In an interview last week, Pluta mentioned two recent exercises, both envisioning an attack on the state Capitol. One involves a gunman storming the building, the other involving a chemical attack. Exercises like that bring together the local hospital and ambulance services, the FBI, the grounds workers that maintain the building, and other involved parties, according to Pluta.

So, "if you're having a real-world event, you're not meeting these people for the first time," he said.

Pluta wouldn't speak to any specific man-made or terrorist threats to South Dakota.

Pluta says that even before the federal inspector general's report criticizing the state, he had already begun working on a better strategic plan for South Dakota.

"We created objectives that we figured would go for not just short-term but long-term," he said.

But there are other criticisms about OHS, and homeland security programs in general, including one that raises concern the money isn't being spent fast enough. The inspector general's report criticizes South Dakota for taking too long to spend the money it receives from the federal government. 

"As of June 30, 2013 the state still had 34 percent of its 2011 award and 72 percent of its 2012 award remaining," according to the report.

Pluta says construction projects using the grant money sometimes get held up. Projects range from "anything to do with camera installations with schools, replacements of door locks, security installations," according to Pluta.

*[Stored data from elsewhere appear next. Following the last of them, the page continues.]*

PR #665, opened 2016-07-06
Fix no-comment-textnodes incorrectly catching urls (fixes #664)

### LINKED ISSUE #664: `no-comment-textnodes` false positive on URL
I have JSX like the following:
```js
<strong>
  &nbsp;https://www.example.com/attachment/download/1
</strong>
```

Since the line doesn't start with `//` or `/*`, there shouldn't be any way this is identified as an accidental leaked comment.

petersendidit:
Fixes #664.

### DIFF
--- a/lib/rules/no-comment-textnodes.js
+++ b/lib/rules/no-comment-textnodes.js
@@ -19,7 +19,7 @@ module.exports = function(context) {
 
   return {
     Literal: function(node) {
-      if (/\s*\/(\/|\*)/.test(node.value)) {
+      if (/^\s*\/(\/|\*)/m.test(node.value)) {
         // inside component, e.g. <div>literal</div>
         if (node.parent.type !== 'JSXAttribute' &&
             node.parent.type !== 'JSXExpressionContainer' &&
--- a/tests/lib/rules/no-comment-textnodes.js
+++ b/tests/lib/rules/no-comment-textnodes.js
@@ -109,6 +109,15 @@ ruleTester.run('jsx-needs-i18n', rule, {
       args: [1],
       parser: 'babel-eslint'
     },
+    {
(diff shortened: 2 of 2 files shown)


ljharb:
@petersendidit if you rebase on latest master, your tests should pass.

ljharb:
I'd forgotten to update the appveyor config - it's done now.

lib/rules/no-comment-textnodes.js
```diff
@@ -19,7 +19,7 @@ module.exports = function(context) {
 
   return {
     Literal: function(node) {
-      if (/\s*\/(\/|\*)/.test(node.value)) {
+      if (/^\s*\/(\/|\*)/m.test(node.value)) {
```
ljharb: since this is just testing the start of a quasi-comment, does it need the "m"?

petersendidit: Without the `m` modifier things like this would fail:
```javascript
<div>
  asdjfl
  /* invalid */
  foo
</div>
```

ljharb: ah right, i'm assuming the text node will be split up by lines, and that's not likely to be the case.

Could we add your example as a test, to prevent a regression?

petersendidit: It's already a test https://github.com/yannickcr/eslint-plugin-react/blob/master/tests/lib/rules/no-comment-textnodes.js#L170

ljharb: ah, understood, thanks for clarifying :-)

ljharb:
@yannickcr ping :-)

yannickcr:
Merged, thanks!

PR #667, opened 2016-07-06
[Fix] Don’t check filenames on text input.

### LINKED ISSUE #662: jsx-filename-extension errors on "executeOnText"
When using the JS API for eslint, I'm getting jsx-filename-extension errors.

```js
import { CLIEngine } from 'eslint';
const cli = new CLIEngine({
  useEslintrc: false,
  plugins: ['react'],
  parserOptions: {
    ecmaFeatures: {
      jsx: true,
    },
  },
  ecmaFeatures: {
    jsx: true
  },
  rules: {
    'react/jsx-filename-extension': 2,
  },
});

const { results } = cli.executeOnText(`
var React = require('react');
module.exports = function SFC() { return <div />; };
`);
```
I would expect `results[0].messages` to be an empty array, since `results[0].filePath` is `<text>`.

However, I get:
```js
{ filePath: '<text>',
  messages: 
   [ { ruleId: 'react/jsx-filename-extension',
       severity: 2,
       message: 'JSX not allowed in files with extension \'\'',
       line: 3,
       column: 42,
       nodeType: 'JSXElement',
       source: 'module.exports = function SFC() { return <div />; };' } ],
  errorCount: 1,
  warningCount: 0 }
```

ljharb:
Fixes #662.

### DIFF
--- a/lib/rules/jsx-filename-extension.js
+++ b/lib/rules/jsx-filename-extension.js
@@ -32,9 +32,12 @@ module.exports = function(context) {
   return {
 
     JSXElement: function(node) {
-      var allowedExtensions = getExtensionsConfig();
       var filename = context.getFilename();
+      if (filename === '<text>') {
+        return;
+      }
 
+      var allowedExtensions = getExtensionsConfig();
       var isAllowedExtension = allowedExtensions.some(function (extension) {
         return filename.slice(-extension.length) === extension;
       });
--- a/tests/lib/rules/jsx-filename-extension.js
+++ b/tests/lib/rules/jsx-filename-extension.js
@@ -34,6 +34,11 @@ ruleTester.run('jsx-filename-extension', rule, {
 
   valid: [
     {
+      filename: '<text>',
+      code: withJSX,
+      parserOptions: parserOptions
+    },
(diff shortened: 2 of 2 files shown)


lib/rules/jsx-filename-extension.js
```diff
@@ -32,9 +32,12 @@ module.exports = function(context) {
   return {
 
     JSXElement: function(node) {
-      var allowedExtensions = getExtensionsConfig();
       var filename = context.getFilename();
+      if (filename === '<text>') {
```
lencioni: I wonder if this comparison could reference a variable or something instead of hard-coding `<text>`

lencioni:
LGTM! I didn't even realize this was a thing.

lib/rules/jsx-filename-extension.js
ljharb: Sadly the only place it exists is https://github.com/eslint/eslint/blob/master/lib/cli-engine.js#L220

ljharb:
@yannickcr ping :-)

yannickcr:
Merged, thanks!

PR #669, opened 2016-07-07
New rule options allowDecorators in require-optimization

Tom910:
I like this require-optimization rule, but it is not suitable for our implementation. I think a lot of people use https://www.npmjs.com/package/pure-render-decorator or similar solutions. It is the reason I made an additional option. Now it will be possible to register a list of names of decorators, which allow to pass validation.

I hope my change will be useful and will get in release =)

### DIFF
--- a/docs/rules/require-optimization.md
+++ b/docs/rules/require-optimization.md
@@ -52,14 +52,30 @@ React.createClass({
 
 ```js
 ...
-"require-optimization": [<enabled>]
+"require-optimization": [<enabled>, { allowDecorators: [<allowDecorator>] }]
 ...
+```
+
+* `enabled`: for enabling the rule. 0=off, 1=warn, 2=error. Defaults to 0.
+* `allowDecorators`: optional array of decorators names to allow validation.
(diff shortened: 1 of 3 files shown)


ljharb:
How does this handle that decorators are actually in-scope bindings, and not string names? In other words, the name "foo" might mean different things in different files.

Tom910:
> In other words, the name "foo" might mean different things in different files.

Yes, the name of the decorator may vary. It's up to the developer to make up some convention and to name imports conveniently and in the same way.

There is no need to perform any deep checks. This addition allows the developer to use any optimization decorator, not only pure mixin, but any other, including his own utilities. The only purpose of allowDecorators option is to provide names of this tools to the rule.

How can this be made in a different way? Analyze the decorator? Or check imports? There can be too many variations.

ljharb:
That's totally a fair point - just wanted to make sure it was considered.

yannickcr:
Merged, thanks!

Tom910:
Thanks!

PR #670, opened 2016-07-08
Added `shorthandFirst` option to `jsx-sort-props` rule. (Fixes #391)

### LINKED ISSUE #391: shorthandLast to match shorthandFirst in `jsx-sort-props`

In one case, there was problems getting a communications tower built.

Other criticisms come over the nature of homeland security funding itself.

"I think we're a little bit addicted to spending money on the Pentagon, spending money on homeland security," said Jasmine Tucker, a research analyst with the National Priorities Project, a non-profit, non-partisan organization that researches federal spending.

Tucker adds that if less money were spent on defense and homeland security and instead used to fund education, it would create more jobs. 

Alfred McCoy, a history professor at University of Wisconsin-Madison who has studied the rise of the surveillance state in America, has written about how America's war against terrorism has ultimately encroached more on the lives of individuals in their homes and hometowns.

America's wars and anti-terror actions since Sept. 11, 2001, he writes in an article on, have "proven remarkably effective in building a technological template that could be just a few tweaks away from creating a domestic surveillance state — with omnipresent cameras, deep data-mining, nano-second biometric identification, and drone aircraft patrolling the homeland."

Looking forward

Thom and Pluta both say that the period for securing grant funding for this year is still open, so they don't know what agencies will be seeking funding, or what type of projects will get funded. The OHS expects to receive about $3.7 million for 2014, about $3 million for local agencies and about $700,000 for the state, according to state Department of Public Safety spokesman Terry Woster.

However that money is spent, Pluta believes it is necessary. And he dismisses those who criticize security spending.

"It's not that we're just wantonly spending money on things that aren't of use," he said. "For them to say that it's being spent reckless is totally inappropriate."